MCP is better when the capability needs to run often, run unattended, or be shared across clients. It gives the LLM a smaller and more structured interface:
tool_name(arguments) -> structured result
For an app, this matters as opex and reliability. A frequently used skill can become ongoing token cost. A frequently used MCP tool becomes a stable service boundary.
MCP also changes who can call the capability. A skill usually assumes an LLM CLI session: the LLM reads the skill, follows the procedure, and calls commands. MCP exposes a tool boundary that can be called by an LLM client, another agent, or an ordinary app.

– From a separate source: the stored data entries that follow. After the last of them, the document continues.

PR #232, opened 2025-12-04
Some cli improvements

ebatsell:
Adds commitment to CLIs and improves the "active set" logic to do what we really want: only cranking stake pool vote accounts

### DIFF
--- a/utils/steward-cli/src/commands/command_args.rs
+++ b/utils/steward-cli/src/commands/command_args.rs
@@ -1,7 +1,26 @@
-use clap::{arg, command, Parser, Subcommand};
+use clap::{arg, command, Parser, Subcommand, ValueEnum};
 use jito_steward::{UpdateParametersArgs, UpdatePriorityFeeParametersArgs};
-use solana_sdk::pubkey::Pubkey;
+use solana_sdk::{commitment_config::CommitmentConfig, pubkey::Pubkey};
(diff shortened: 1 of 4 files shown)


utils/steward-cli/src/commands/command_args.rs
```diff
@@ -57,6 +76,10 @@ pub struct Args {
     #[arg(long, global = true, env)]
     pub signer: Option<String>,
 
+    /// Commitment level for RPC queries
+    #[arg(long, global = true, env, default_value = "confirmed")]
+    pub commitment: CommitmentLevel,
+
```
aoikurokawa: can we use this instead?

```rust
use solana_sdk::commitment_config::CommitmentLevel;

impl From<CommitmentLevel> for CommitmentConfig {
    fn from(level: CommitmentLevel) -> Self {
        match level {
            CommitmentLevel::Processed => CommitmentConfig::processed(),
            CommitmentLevel::Confirmed => CommitmentConfig::confirmed(),
            CommitmentLevel::Finalized => CommitmentConfig::finalized(),
        }
    }
}

#[arg(long, global = true, env, default_value = "confirmed", value_parser = clap::value_parser!(CommitmentLevel))]
pub commitment: CommitmentLevel,
```

aoikurokawa (approved):

PR #253, opened 2025-12-30
vote-state: Handle field deserialization for VoteStateV4

gzalz:
**Problem**
SIMD-0185 introduces a new VoteState variant: VoteStateV4. Our VoteStateVersions logic does not handle the deserialization of fields on the V4 variant.

**Solution**
Our VoteStateVersions gracefully handles multiple versions of the VoteState account. The logic used is determined by the enum discriminator which specifies which version of the struct is in use.

- Add support for enum value `[3, 0, 0, 0]`
- Add support for the new enum variant in `deserialize_commission`
- Add support for the new enum variant in `deserialize_epoch_credits`
- Add support for the new enum variant in `deserialize_node_pubkey`

### DIFF
--- a/utils/vote-state/src/lib.rs
+++ b/utils/vote-state/src/lib.rs
@@ -365,8 +365,6 @@ impl VoteStateVersions {
             3 => {
                 let bls_key_option_variant_idx: usize = Self::ENUM_LEN_BYTES
                     + (4 * Self::PUBKEY_BYTES)
-                    + Self::ENUM_LEN_BYTES
-                    + (4 * Self::PUBKEY_BYTES)
                     + Self::INFLATION_REWARDS_COMMISSION_BPS_BYTES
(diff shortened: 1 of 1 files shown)


utils/vote-state/src/lib.rs
```diff
@@ -471,20 +537,180 @@ mod tests {
...
+            false,
+            &mut lamports,
+            ser_current.as_mut_slice(),
+            &owner,
+            false,
+            0,
+        );
+        let epoch_credits_result =
+            VoteStateVersions::deserialize_epoch_credits(&account_current).unwrap();
+        assert!(epoch_credits_result == test_epoch_credits);
```
aoikurokawa: nit: I think `assert_eq!` is better, when a test fails, assert_eq! gives us a helpful diff showing both values which makes debugging much faster.

```suggestion
        assert_eq!(epoch_credits_result, test_epoch_credits);
```

PR #272, opened 2026-03-10
Validator History Program: Copy is bam connected

aoikurokawa:


programs/validator-history/src/state.rs
```diff
@@ -189,7 +189,12 @@ pub struct ValidatorHistoryEntry {
     pub block_data_updated_at_slot: u64,
     /// The enum mapping of the Validator's Tip Distribution Account's merkle root upload authority
     pub priority_fee_merkle_root_upload_authority: MerkleRootUploadAuthority,
-    pub padding1: [u8; 47],
+
+    /// Whether this validator is running the Jito BAM client.
+    /// 1 = running BAM client, 0 = not running BAM client, u8::MAX = unset/unknown.
+    pub is_jito_bam_client: u8,
```
ebatsell: I think a better name for this field and instruction would be `bam_connected` or `is_bam_connected`

aoikurokawa: Thanks! Changed name to `is_bam_connected`.
[ba4410a](https://github.com/jito-foundation/stakenet/pull/272/commits/ba4410a00ed272483f44c7da4bdd5e66a48341ab)

PR #277, opened 2026-03-14
Steward: `running_bam` score

aoikurokawa:
- Transition to 100% BAM stake
- Related to this [JIP](https://forum.jito.network/t/jip-28-accelerate-bam-adoption/904)


programs/steward/src/score/running_bam.rs
```diff
@@ -0,0 +1,66 @@
...
+        .iter()
+        .filter(|entry| matches!(entry, Some(1)))
+        .count();
+
+    if bam_connected_count >= minimum_epochs as usize {
+        1
+    } else {
+        0
+    }
+}
```
ebatsell, line 25: Can we update the logic here so if BAM status was not uploaded for an epoch, we do not consider that epoch?

something like this:
1) count the `None`s in `is_bam_connected_window`, set to num_missed_epochs
2) update comparison to `bam_connected_count >= minimum_epochs - num_missed_epochs`

aoikurokawa: Thanks! Addressed [e1cb630](https://github.com/jito-foundation/stakenet/pull/277/commits/e1cb630f631e4dfd540ccf5623987ab9a3f0940e)

ebatsell (approved):
Looks good. As we observe the first couple of epochs, we might want to tweak it more so we're not just treating missed epochs as successes, but I think this protects us against bad scenarios while still being a good way to track status

aoikurokawa:
Thank you for reviewing!

PR #294, opened 2026-05-18
Keeper: Delegate directed stake to coinbase validator

aoikurokawa:
Coinbase Validator

```txt
Identity address: DidkDYa64DEMx97P4iahDwsWtgUTnLiEhHSMUbQGihi5
Vote address: DyjoG2US2XiVvL1MVzL2wjS5jCTmvo6aNwvqJfaPNx9u
```


sdk/src/utils/instructions.rs
```diff
@@ -204,3 +205,90 @@ pub async fn compute_directed_stake_meta(
...
+
+    if let Some(cb_balance) = coinbase_balance.coinbase_balance {
+        let mut cb_balance_lamports = cb_balance.cb_balance_lamports;
+        if let Some(validator_list_index) = validator_list_account
+            .validators
+            .iter()
+            .position(|v| v.vote_account_address.eq(coinbase_vote_pubkey))
+        {
+            if let Some(meta_target_lamports) = targets.get(coinbase_vote_pubkey) {
+                cb_balance_lamports = cb_balance_lamports.saturating_add(*meta_target_lamports);
```
ebatsell: why are we adding the existing target lamports to the coinbase balance response from kobe?

ebatsell: should it not just be setting the new target via what we get back from the API?

aoikurokawa: First of all, the keeper sends normal directed delegation (ticketing system) txs here.
https://github.com/jito-foundation/stakenet/blob/52ab11dba7f77da70f30a1728d50713587fdc169/keepers/stakenet-keeper/src/entries/crank_copy_directed_stake_targets.rs#L27-L44

after that, it sends cb delegation, so if there is coinbase public key in the first batch txs, we should set target normal delegation + CB delegation.

aoikurokawa: Will comment out normal tx (ticket system) parts now since we are not using right now, and overwrite target number that is coming from kobe api

ebatsell (approved):

PR #299, opened 2026-05-27
Keeper: Unstake from validator with score 0 after epoch 980

aoikurokawa:


keepers/stakenet-keeper/src/state/keeper_state.rs
```diff
@@ -344,11 +348,19 @@ impl KeeperState {
...
         if epoch_progress <= 0.5 {
             log::debug!(
                 "Epoch progress {:.2}% - too early to copy targets",
-                epoch_progress * 100.0
+                epoch_progress * 100.0,
+            );
+            return Ok(false);
+        }
+
+        if is_scoring_epoch && !steward_inner.has_flag(jito_steward::COMPUTE_DELEGATIONS) {
```
ebatsell: next_cycle_epoch gets set pretty early in the epoch so I'm not sure we would get to this point in the epoch where `is_scoring_epoch` == true

sdk/src/utils/instructions.rs
ebatsell: do we need to filter zero-score instructions here too?

aoikurokawa: Good catch, we should filter as well 👍

aoikurokawa: Addressed [a93ea12](https://github.com/jito-foundation/stakenet/pull/299/commits/a93ea128fef46564cbab63dc1f66b0a9f825979d)

keepers/stakenet-keeper/src/state/keeper_state.rs
aoikurokawa: Right! I changed the evaluation from `is_scoring_epoch` to state tag 🫡 
Addressed! [f2763fb](https://github.com/jito-foundation/stakenet/pull/299/commits/f2763fb28c10fb249ac7c8be70921bb5785d6a16)

ebatsell (approved):

PR #305, opened 2026-06-03
Keeper: Skip copying directed stake target

aoikurokawa:
- Skip copying copying directed stake target

### DIFF
--- a/.github/workflows/build-container-images.yaml
+++ b/.github/workflows/build-container-images.yaml
@@ -4,9 +4,9 @@ on:
   workflow_dispatch:
     inputs:
       service_config:
-        description: 'Service configuration'
+        description: "Service configuration"
         required: true
-        default: 'stakenet-keeper'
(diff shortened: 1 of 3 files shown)


.github/workflows/build-container-images.yaml
```diff
@@ -18,38 +18,37 @@ env:
...
+          password: ${{ secrets.GITHUB_TOKEN }}
+
+      - name: Extract metadata
+        id: meta
+        uses: docker/metadata-action@v5
+        with:
+          images: ${{ env.REGISTRY }}/${{ env.IMAGE_NAME }}
+          tags: |
+            type=raw,value=${{ github.ref_name }}-${{ github.event.inputs.service_config }}-{{sha}}
+
```
aoikurokawa, line 43: remove latest-tag here since we are not using

gzalz (approved):

PR #328, opened 2026-08-26
fix: enforce owner check on priority fee distribution account (#293)

### LINKED ISSUE #293: priority fee distribution account owner is unchecked
**describe the bug**
`copy_priority_fee_distribution` checks the expected pda seeds for `distribution_account`, but does not check that the account is owned by the configured priority fee distribution program.

code:
https://github.com/jito-foundation/stakenet/blob/0a708371f5859dabe5df0902dfc565add7282007/programs/validator-history/src/instructions/copy_priority_fee_distribution.rs#L34-L107

if a caller passes the correct pda address before the real keeper copy, deserialization can fail and the instruction records the account as `dne`. that poisoned value can persist in validator history.

**impact**
steward can later treat the validator as having 100% realized priority fee commission and/or a bad priority fee upload authority, reducing score or contributing to unstake decisions once priority fee scoring is active.

**note:** on the current jitosol steward config this appears effectively disabled today because `priority_fee_scoring_start_epoch` is in the future and the configured max commission plus error margin is above the 100% value recorded for `dne`. the current risk is persistent validator-history poisoning and future delegation impact if priority fee scoring is enabled while poisoned epochs remain in lookback.

related scoring paths:
https://github.com/jito-foundation/stakenet/blob/0a708371f5859dabe5df0902dfc565add7282007/programs/steward/src/score.rs#L701-L720

**expected behavior**
`distribution_account` should be required to be owned by `config.priority_fee_distribution_program`.

**suggested fix**

```rust
#[account(owner = config.priority_fee_distribution_program.key())]
pub distribution_account: uncheckedaccount<'info>,
```

ayushsingh82:
## Summary

Fixes #293.

`CopyPriorityFeeDistribution` validates `distribution_account`'s PDA seeds but never checks its **owner**, unlike the equivalent `tip_distribution_account` check in `CopyTipDistributionAccount` (which already has `owner = config.tip_distribution_program.key()`).

Because the check was missing, anyone could call this instruction with the correct PDA address *before* the real `PriorityFeeDistributionAccount` was created for that validator/epoch. Deserialization then fails, the handler falls through to `unwrap_or(default)`, and a `DNE` entry gets written permanently — `PriorityFeeDistributionAccountAlreadyCopied` then blocks any later correction once the real account does exist, poisoning validator history for that epoch.

## Fix

Add `owner = config.priority_fee_distribution_program.key()` to `distribution_account`, matching the pattern already used by the tip-distribution sibling instruction. The instruction now fails fast (`ConstraintOwner`) instead of silently recording a poisoned default when the distribution account doesn't exist yet.

## Test plan

- Updated `test_priority_fee_distribution_account_does_not_exist` → `test_priority_fee_distribution_account_does_not_exist_fails`, asserting `ConstraintOwner` instead of a successful DNE write (mirrors `test_mev_commission_fail` for the tip-distribution sibling).
- Ran the full `test_copy_priority_fee_distribution` suite locally (`cargo build-sbf` + `cargo test`): all 6 tests pass, including the pre-existing success-path and double-copy tests, confirming legitimate flows are unaffected.

## One thing worth flagging

The keeper (`priority_fee_commission.rs::update_priority_fee_commission`) sends this instruction for every validator/epoch where the local entry is `Unset`, without pre-checking the distribution account exists on-chain. After this fix, a validator whose distribution account is never created will get a failing (retried) instruction each crank run instead of a one-time `DNE` write. This mirrors the tip-distribution keeper's existing "always attempt, let failures retry" design, so it's consistent with how the codebase already handles the sibling case — but flagging it in case the DNE-recording behavior was intentionally relied on for `steward` scoring somewhere.

### DIFF
--- a/programs/validator-history/src/instructions/copy_priority_fee_distribution.rs
+++ b/programs/validator-history/src/instructions/copy_priority_fee_distribution.rs
@@ -41,6 +41,7 @@ pub struct CopyPriorityFeeDistribution<'info> {
         ],
         bump,
         seeds::program = config.priority_fee_distribution_program.key(),
+        owner = config.priority_fee_distribution_program.key()
     )]
     pub distribution_account: UncheckedAccount<'info>,
 
--- a/tests/tests/validator_history/test_copy_priority_fee_distribution.rs
+++ b/tests/tests/validator_history/test_copy_priority_fee_distribution.rs
@@ -14,7 +14,12 @@ use validator_history::{Config, MerkleRootUploadAuthority, ValidatorHistory};
 const TIP_ROUTER_AUTHORITY: Pubkey = pubkey!("8F4jGUmxF36vQ6yabnsxX6AQVXdKBhs8kGSUuRKSg8Xt");
 
 #[tokio::test]
-async fn test_priority_fee_distribution_account_does_not_exist() {
+async fn test_priority_fee_distribution_account_does_not_exist_fails() {
+    // Prior to the `owner` constraint on `distribution_account`, calling this instruction
+    // before the real distribution account was created would silently succeed and record a
+    // permanent `DNE` entry (see `PriorityFeeDistributionAccountAlreadyCopied`), poisoning
+    // validator history for that epoch. It must now fail instead, matching the equivalent
+    // uninitialized-account case for `copy_tip_distribution_account` (test_mev_commission_fail).
     let fixture = TestFixture::new().await;
     let ctx = &fixture.ctx;
     fixture.initialize_config().await;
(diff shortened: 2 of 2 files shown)


ayushsingh82:
@ebatsell @aoikurokawa could one of you take a look when you have a chance? Tagging since this touches copy_priority_fee_distribution.rs / copy_tip_distribution_account.rs.

ayushsingh82:
Following up on this — mergeable, and it's a straightforward owner-check fix for #293 (priority-fee distribution account). Happy to add tests or adjust scope if that helps get it reviewed.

Once a capability is MCP, it no longer exists only inside an interactive LLM session.
This is the key step that allows the interactive CLI to disappear from the final product. The app does not need to run Claude Code or Codex as its user interface. It can make its own LLM call, expose the same MCP tools, validate the structured tool results, and return a response through its own UI, chat channel, or scheduler.
But replacing the CLI means the app must own the harness that the CLI used to provide implicitly:
- tool-call loop
- context injection
- permissions and approval flow
- structured output validation
- transcript and tool tracing
- error handling and retry policy
- sandbox or access boundaries
So the final app is not just a raw LLM API call. It is a small LLM runtime around MCP tools.
Structured Output Still Matters
Even after work is moved into MCP tools, some LLM calls remain. Those calls should use structured output whenever possible. Pydantic-style schemas, typed results, validation, and explicit failure states are part of the harness.
The same principle applies at every layer:
- reduce ambiguous free text
- define typed inputs and outputs
- validate results
- make failure visible
- keep the LLM’s degrees of freedom where they are useful
Observability is also part of the harness. The app should record enough information to improve the system later: tool traces, validation failures, retries, cost, latency, user corrections, and cases where the LLM needed human help.
Source Ideas
This framing connects three ideas from the harness engineering discussion:
- Tejas Kumar: reliability can improve without changing the prompt when verification and deterministic handlers are added around the model
- Shingo Irie: useful personal agents separate what should be done by LLMs from what should be done by programs
- Newbee/Nishimi: understanding cannot be outsourced, which is why the initial exploration stage is not waste
Essay Thesis
LLM CLI is the new REPL for agentic applications. We first explore the task interactively, then export repeated and fragile behavior into skills, promote stable capabilities into MCP tools, and finally replace the interactive CLI with a small app runtime that calls an LLM over those reliable tools.
The deeper change is that application development is no longer only about writing control flow directly. It is about discovering, shaping, and hardening the harness that lets an LLM operate safely over useful capabilities. The best path is progressive export: start with the LLM, keep what benefits from ambiguity, and move the rest outward only when the pressure is real. The next step, I think, is to build a mechanism that lets the LLM implement skills automatically when they are needed (to be researched).